Among the entries below, find the lines that contain the string "output". State only how many there are.

»»

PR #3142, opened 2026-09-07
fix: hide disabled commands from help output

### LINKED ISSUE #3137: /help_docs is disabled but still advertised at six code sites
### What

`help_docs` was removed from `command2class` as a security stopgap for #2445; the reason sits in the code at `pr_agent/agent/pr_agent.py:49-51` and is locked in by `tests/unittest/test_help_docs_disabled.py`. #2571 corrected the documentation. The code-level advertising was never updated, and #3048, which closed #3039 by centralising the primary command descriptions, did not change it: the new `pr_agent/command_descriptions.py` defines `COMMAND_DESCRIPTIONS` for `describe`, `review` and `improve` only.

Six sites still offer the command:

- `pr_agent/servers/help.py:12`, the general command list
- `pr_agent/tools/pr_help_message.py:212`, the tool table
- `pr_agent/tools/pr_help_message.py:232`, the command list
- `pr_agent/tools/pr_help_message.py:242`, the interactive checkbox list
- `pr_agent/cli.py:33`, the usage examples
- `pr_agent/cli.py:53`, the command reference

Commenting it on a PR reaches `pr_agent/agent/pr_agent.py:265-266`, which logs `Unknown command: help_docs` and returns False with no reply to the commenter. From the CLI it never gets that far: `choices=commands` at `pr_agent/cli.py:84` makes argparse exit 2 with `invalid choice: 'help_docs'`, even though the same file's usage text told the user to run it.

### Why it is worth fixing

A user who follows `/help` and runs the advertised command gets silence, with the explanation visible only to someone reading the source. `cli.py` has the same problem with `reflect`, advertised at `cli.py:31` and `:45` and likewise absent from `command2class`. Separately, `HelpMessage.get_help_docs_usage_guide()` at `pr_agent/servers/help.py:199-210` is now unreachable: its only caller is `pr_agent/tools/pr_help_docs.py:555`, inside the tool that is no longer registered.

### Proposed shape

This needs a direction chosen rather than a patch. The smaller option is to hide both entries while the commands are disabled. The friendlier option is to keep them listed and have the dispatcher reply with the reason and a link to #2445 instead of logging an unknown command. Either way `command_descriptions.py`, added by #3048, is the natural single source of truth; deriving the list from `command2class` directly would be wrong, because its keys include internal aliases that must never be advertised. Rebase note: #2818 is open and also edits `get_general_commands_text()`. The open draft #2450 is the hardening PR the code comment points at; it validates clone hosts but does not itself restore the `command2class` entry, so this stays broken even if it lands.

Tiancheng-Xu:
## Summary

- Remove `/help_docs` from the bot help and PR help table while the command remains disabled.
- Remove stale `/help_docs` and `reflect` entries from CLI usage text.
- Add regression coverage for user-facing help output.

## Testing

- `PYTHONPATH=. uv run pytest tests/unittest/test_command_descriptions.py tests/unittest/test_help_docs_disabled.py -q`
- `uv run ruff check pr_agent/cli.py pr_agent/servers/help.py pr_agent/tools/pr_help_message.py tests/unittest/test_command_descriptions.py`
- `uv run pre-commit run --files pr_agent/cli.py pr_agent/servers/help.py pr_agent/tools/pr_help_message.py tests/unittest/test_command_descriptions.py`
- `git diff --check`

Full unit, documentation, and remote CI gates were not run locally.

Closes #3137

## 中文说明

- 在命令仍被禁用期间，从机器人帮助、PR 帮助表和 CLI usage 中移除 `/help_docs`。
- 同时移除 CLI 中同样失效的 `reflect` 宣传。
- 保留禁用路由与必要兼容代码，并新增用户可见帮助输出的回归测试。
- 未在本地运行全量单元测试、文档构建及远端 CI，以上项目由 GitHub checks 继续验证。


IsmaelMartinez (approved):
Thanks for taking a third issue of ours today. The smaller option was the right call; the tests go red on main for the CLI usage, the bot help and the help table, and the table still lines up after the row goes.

««

### [Answer section]
2